So… here’s what I’m thankful for this week:Buddhism. Man, did that help when the Apple store told me all my files might be erased. It was painful for about five minutes until I realized I am not that attached to it.
Political refugees from China who let me show them around California (more on that to come)
Motor bikes
Maple butter
Living in a city with so much smog– makes for the pinkest sunsets
The froth of a good cappuccino
A freshly made bed
Dogs that are so ugly they’re cute
Scruffy beards
Reunions with people you used to work with who seem much better now that you don’t have to work with them
Foreigners in general
Kids who aren’t scared to talk to you (when do humans get scared of each other?)
Español
Samba
Red velvet cake -
DFS #3
I’m writing this post from the Apple store. That’s right. I’m waiting for the ‘geniuses’ here to fix my computer because it seems as though it’s ruined. What’s ruined, you ask. Not the 2000- dollar computer (aka livelihood) you haven’t yet paid for that is holding every single thing you’ve written since October without back-ups? Yes, I reply. That computer. In my haste to catch the bachelorette women talking shit about each other’s extensions (my guilty pleasure from abc.com since I don’t have a TV), I spilled an entire glass of cabernet right onto the keyboard. The worst part is I was in bed. The worser part is I wasn’t drinking wine. It was an old crusty glass from nights ago that my dirty ass had not yet taken down to the sink. Lesson learned. Brand new computer now barely hanging on, fighting perilously in the arms of a ‘genius’, who I could swear was just scratching his balls from inside his pocket.
Therefore, on this day of sharing, I leave you with this. No one else I know seems to like this little guy, but I pretty much want to marry him. When he’s older, I mean. But I guess that’s not saying much because I feel like marrying anyone right now. Just so my husband would be sitting here at the Apple store while I whined in bed about how unfair life is. Man, I am going to be an amazing wife. Any takers? -
Dentures and house slippers: a warning
Remember when you were little and you thought your parents were perfect? And then one of them filed for bankruptcy and you got the hint that perhaps they’re not? By my age most people have figured out that parents make mistakes and aren’t as angelic as once thought. But grandparents… those are a different story. Especially grandmothers, whose cotton candy hair and circulation stockings surely confirm their innocence and utter perfection.My grandmother lived with me up until fourth grade, and although she enjoyed a few sips of sherry once in a while, she’d never ever crossed that line into real mistake-making-white-lying adult. Ever. She listened to Cubs games on her small black radio and made little Woodstock dolls out of ceramic or felt. Woodstock dolls. She was shy, never changed out of her velvety house dress, and always drank from the same tiny glass. Nobody messed with grandma’s cup. Nobody messed with Grandma. (I did call her a bitch one time when she asked me how my day was while I was trying to watch Duck Tales, but that was a mere fluke.) She was pristine. She was the only one. She was Grandma.
In 1989.
Today, Feb 2010, I found out that lady is a lying sack of goat poo. That’s right. I said it. Circulation stockings a front!
You see… long ago she made some pillowcases. I’ve always loved them. Always admired her embroidery and how she so sweetly designed the little PJs to accompany a head during sleepy times. How creative and appropriate. I see these pillowcases, and I say, “Grandma knew life. She just knew.”
I’ve made a big deal out of these pillowcases. I’ve traveled with them. I’ve annoyed friends by insisting I provide my own pillowcases, therefore insulting theirs. I have loved these pillowcases. I have lived for these pillowcases.
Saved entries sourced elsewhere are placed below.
PR #6578, opened 2021-09-09
enhancement: sort projects by creation date

znarf:
https://github.com/opencollective/opencollective/issues/4650

### DIFF
--- a/server/models/Collective.js
+++ b/server/models/Collective.js
@@ -1186,6 +1186,10 @@ function defineModel() {
 
   Collective.prototype.getChildren = function (query = {}) {
     return Collective.findAll({
+      order: [
+        ['createdAt', 'DESC'],
+        ['id', 'DESC'],
+      ],
       ...query,
       where: { ...query.where, ParentCollectiveId: this.id },
     });
@@ -1193,6 +1197,11 @@ function defineModel() {
 
   Collective.prototype.getEvents = function (query = {}) {
     return this.getChildren({
+      order: [
+        ['startsAt', 'DESC'],
+        ['endsAt', 'DESC'],
+        ['id', 'DESC'],
+      ],
       ...query,
       where: { ...query.where, type: types.EVENT },
     });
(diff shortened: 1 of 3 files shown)


server/models/Collective.js
```diff
@@ -1186,21 +1186,26 @@ function defineModel() {
 
   Collective.prototype.getChildren = function (query = {}) {
     return Collective.findAll({
+      order: ['createdAt', 'DESC'],
```
Betree, line 1189: Following up on https://github.com/opencollective/opencollective/issues/4598 I want to update all places where we're ordering on non-unique fields to make sure we have a secondary condition. Though rare, it's not impossible to end up with transactions or collectives that have the exact same `createdAt`. In these cases, the order is unpredictable and can cause pagination issues.

The solution is quite simple, add a secondary condition on `id`. Here for example:
```suggestion
      order: [['createdAt', 'DESC'], ['id', 'DESC']],
```

Here there's almost no chance to see a problem happening (you don't create two projects at the exact same time), so no requested change.

In `getEvents`, though pretty edge case, it's also conceivable to have two events happening at the same time for a collective. We could make sure the order stays predictable with something like:

```es6
      order: [
        ['startsAt', 'DESC'],
        ['endsAt', 'DESC'],
        ['id', 'DESC'],
      ],
```

server/models/Collective.js
```diff
@@ -1186,21 +1186,26 @@ function defineModel() {
...
+      ],
+      ...omit(query, ['where']),
       where: { ...query.where, type: types.EVENT },
     });
   };
 
   Collective.prototype.getProjects = function (query = {}) {
     return this.getChildren({
-      ...query,
+      ...omit(query, ['where']),
```
Betree, line 1208: Not really necessary since `where` is overridden just after

Betree (approved):

server/models/Collective.js
znarf: I wanted to make the behavior more explicit. But I can rollback.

Last night, an old friend came to stay with me. As she toured my new apartment, she said, “I love your pillowcases.” And before I could proudly boast how my grandma had slaved over a hot embroidery needle in order to create their splendidness, she said, “My mom has the same ones.”
Huh?
HER MOM HAS THE SAME ONES? No she didn’t.
I’m willing to bet my grandmother did not have an Etsy store back then from which to sell her wares. And I’m also going to bet that she didn’t have a secret underground pillowcase store running out of her basement. Which only brings me to this conclusion: Grandma didn’t make no pillowcases. That bitch probably bought them at Woolworths. And those Woodstock dolls… those ugly woodstock dolls I’ve been holding onto. Those are probably from Sears. Blasphemy. Cotton candy hair and cute little cup… bet those were a farce too. She probably drank from a big thermos hidden under her bed.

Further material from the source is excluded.